WORK INSTRUCTIONS – Read the lines below, and copy any that contain the string "opened".

===== RAW DATA =====

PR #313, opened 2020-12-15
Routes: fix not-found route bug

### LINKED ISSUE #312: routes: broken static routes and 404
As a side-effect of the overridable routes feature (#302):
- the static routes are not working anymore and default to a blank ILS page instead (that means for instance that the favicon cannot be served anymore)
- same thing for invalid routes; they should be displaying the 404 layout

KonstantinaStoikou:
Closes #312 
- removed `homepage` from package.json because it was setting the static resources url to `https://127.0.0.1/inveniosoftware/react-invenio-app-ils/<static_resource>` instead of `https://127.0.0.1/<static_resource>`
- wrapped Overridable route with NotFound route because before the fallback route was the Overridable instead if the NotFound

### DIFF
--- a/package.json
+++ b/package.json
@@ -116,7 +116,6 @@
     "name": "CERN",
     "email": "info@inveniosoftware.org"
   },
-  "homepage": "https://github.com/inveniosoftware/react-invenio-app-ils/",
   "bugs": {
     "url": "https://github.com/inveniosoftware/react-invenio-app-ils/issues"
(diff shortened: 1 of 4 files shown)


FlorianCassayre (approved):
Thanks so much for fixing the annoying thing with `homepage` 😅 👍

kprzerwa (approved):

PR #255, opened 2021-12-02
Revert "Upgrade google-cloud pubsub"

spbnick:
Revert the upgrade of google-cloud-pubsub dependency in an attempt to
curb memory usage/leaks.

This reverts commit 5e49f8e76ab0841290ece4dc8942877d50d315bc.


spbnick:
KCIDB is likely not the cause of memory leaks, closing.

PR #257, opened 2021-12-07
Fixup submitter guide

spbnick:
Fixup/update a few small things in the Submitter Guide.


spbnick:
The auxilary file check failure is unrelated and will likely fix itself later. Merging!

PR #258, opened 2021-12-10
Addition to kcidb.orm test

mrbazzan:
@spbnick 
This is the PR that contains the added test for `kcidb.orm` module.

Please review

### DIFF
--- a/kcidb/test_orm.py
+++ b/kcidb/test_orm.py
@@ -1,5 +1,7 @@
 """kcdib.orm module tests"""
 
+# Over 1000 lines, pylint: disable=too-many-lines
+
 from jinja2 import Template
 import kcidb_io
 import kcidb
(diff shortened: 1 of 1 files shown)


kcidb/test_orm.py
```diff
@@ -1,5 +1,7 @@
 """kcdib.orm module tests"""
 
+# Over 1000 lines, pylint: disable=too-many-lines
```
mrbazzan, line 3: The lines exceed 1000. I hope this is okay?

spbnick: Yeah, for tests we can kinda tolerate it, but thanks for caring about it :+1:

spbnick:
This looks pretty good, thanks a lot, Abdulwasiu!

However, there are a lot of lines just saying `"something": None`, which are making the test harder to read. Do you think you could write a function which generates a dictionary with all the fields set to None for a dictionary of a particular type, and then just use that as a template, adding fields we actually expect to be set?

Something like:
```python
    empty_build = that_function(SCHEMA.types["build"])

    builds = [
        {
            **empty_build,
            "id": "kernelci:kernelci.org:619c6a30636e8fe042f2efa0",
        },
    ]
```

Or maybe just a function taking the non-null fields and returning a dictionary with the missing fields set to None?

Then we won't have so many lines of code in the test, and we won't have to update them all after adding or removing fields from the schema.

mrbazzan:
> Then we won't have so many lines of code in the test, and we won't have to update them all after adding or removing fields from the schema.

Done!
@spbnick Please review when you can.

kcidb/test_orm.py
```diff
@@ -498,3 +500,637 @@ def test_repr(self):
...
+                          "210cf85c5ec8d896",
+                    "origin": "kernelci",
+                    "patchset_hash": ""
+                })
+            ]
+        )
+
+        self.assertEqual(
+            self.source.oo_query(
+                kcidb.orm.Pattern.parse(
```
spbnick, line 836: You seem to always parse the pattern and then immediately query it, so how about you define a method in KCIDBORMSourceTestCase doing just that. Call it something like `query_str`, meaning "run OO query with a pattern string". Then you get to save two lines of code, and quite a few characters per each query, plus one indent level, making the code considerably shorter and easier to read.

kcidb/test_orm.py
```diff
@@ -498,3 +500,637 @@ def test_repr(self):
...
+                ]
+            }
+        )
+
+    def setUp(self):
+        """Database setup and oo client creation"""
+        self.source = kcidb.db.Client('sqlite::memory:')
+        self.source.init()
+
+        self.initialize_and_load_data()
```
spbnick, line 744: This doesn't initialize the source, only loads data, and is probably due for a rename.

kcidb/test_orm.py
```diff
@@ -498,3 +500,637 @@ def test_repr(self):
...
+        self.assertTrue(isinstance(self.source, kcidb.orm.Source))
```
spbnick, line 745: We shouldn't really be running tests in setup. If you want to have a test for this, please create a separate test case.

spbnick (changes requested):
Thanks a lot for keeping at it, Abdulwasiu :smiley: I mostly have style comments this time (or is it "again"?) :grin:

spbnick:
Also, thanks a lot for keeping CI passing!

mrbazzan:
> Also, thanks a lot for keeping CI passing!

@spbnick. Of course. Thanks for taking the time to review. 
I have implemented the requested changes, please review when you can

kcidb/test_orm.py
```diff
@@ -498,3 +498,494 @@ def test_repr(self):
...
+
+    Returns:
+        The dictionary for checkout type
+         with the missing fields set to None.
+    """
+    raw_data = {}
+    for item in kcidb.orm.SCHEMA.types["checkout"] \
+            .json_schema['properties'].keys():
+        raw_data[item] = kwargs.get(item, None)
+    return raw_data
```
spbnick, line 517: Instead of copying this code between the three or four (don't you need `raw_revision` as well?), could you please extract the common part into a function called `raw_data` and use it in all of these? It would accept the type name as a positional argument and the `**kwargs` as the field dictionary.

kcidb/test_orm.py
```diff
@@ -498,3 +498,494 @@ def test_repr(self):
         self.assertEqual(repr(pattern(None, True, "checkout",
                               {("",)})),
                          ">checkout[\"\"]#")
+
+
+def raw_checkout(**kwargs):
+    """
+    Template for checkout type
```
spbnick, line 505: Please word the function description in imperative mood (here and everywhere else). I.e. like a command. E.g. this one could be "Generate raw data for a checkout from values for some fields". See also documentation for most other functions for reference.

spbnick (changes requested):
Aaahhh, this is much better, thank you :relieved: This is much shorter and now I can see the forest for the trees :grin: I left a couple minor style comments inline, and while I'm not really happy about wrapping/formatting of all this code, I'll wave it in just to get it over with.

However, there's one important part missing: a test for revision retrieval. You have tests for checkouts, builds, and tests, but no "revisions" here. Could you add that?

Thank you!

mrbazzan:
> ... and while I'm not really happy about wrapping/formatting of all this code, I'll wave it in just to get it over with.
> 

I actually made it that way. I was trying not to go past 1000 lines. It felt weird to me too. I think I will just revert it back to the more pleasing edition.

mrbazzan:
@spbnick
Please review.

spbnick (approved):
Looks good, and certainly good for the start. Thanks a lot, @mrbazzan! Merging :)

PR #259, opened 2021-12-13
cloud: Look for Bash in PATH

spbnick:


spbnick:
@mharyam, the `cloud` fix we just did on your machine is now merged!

=====
===== RAW DATA =====

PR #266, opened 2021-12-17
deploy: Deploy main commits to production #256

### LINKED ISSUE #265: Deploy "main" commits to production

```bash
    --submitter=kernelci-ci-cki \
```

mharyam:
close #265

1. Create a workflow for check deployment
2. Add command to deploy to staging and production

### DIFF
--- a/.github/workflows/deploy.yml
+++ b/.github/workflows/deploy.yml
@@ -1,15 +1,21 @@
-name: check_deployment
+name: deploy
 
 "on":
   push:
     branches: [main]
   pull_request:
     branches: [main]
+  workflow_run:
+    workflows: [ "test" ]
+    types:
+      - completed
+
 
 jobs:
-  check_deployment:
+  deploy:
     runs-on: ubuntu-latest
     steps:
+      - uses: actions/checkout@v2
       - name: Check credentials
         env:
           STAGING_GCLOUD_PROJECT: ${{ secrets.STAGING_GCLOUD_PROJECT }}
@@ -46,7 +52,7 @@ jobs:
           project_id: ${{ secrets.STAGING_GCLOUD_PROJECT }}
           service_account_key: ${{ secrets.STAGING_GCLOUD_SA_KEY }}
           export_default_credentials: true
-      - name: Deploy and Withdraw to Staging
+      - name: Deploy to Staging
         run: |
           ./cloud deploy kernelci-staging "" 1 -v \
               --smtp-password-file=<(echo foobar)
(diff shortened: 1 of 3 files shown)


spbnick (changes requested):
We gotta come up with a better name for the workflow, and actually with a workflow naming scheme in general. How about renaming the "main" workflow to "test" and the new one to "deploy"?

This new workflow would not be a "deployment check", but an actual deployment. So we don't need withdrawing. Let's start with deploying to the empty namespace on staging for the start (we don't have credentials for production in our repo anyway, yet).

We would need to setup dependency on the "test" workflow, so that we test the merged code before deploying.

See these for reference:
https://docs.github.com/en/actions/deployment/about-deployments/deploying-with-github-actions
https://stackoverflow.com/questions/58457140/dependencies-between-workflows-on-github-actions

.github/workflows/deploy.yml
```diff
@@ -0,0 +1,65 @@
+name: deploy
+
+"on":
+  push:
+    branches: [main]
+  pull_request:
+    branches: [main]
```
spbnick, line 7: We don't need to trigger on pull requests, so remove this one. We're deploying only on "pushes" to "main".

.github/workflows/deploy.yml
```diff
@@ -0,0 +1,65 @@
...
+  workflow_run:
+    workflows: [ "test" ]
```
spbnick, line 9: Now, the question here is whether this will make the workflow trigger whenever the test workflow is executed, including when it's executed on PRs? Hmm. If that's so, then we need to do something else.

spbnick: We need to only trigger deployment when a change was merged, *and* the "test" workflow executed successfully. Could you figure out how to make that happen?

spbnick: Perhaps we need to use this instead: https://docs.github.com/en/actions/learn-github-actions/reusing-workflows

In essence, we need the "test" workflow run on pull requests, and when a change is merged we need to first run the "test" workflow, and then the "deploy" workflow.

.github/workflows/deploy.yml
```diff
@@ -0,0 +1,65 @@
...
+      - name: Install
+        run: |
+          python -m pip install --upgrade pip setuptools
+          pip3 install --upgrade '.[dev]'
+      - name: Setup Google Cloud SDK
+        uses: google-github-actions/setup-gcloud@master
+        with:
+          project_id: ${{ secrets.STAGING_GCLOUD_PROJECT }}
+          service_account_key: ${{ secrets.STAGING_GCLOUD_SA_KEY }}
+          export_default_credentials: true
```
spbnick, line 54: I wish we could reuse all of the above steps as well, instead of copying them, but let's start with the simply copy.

=====
===== RAW DATA =====

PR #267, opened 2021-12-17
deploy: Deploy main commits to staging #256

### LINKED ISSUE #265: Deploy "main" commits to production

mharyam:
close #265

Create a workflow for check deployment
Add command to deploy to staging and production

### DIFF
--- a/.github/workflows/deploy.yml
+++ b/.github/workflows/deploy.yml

=====

RESULT OF THIS EXERCISE –
PR #313, opened 2020-12-15
PR #255, opened 2021-12-02
PR #257, opened 2021-12-07
PR #258, opened 2021-12-10
PR #259, opened 2021-12-13
PR #266, opened 2021-12-17
PR #267, opened 2021-12-17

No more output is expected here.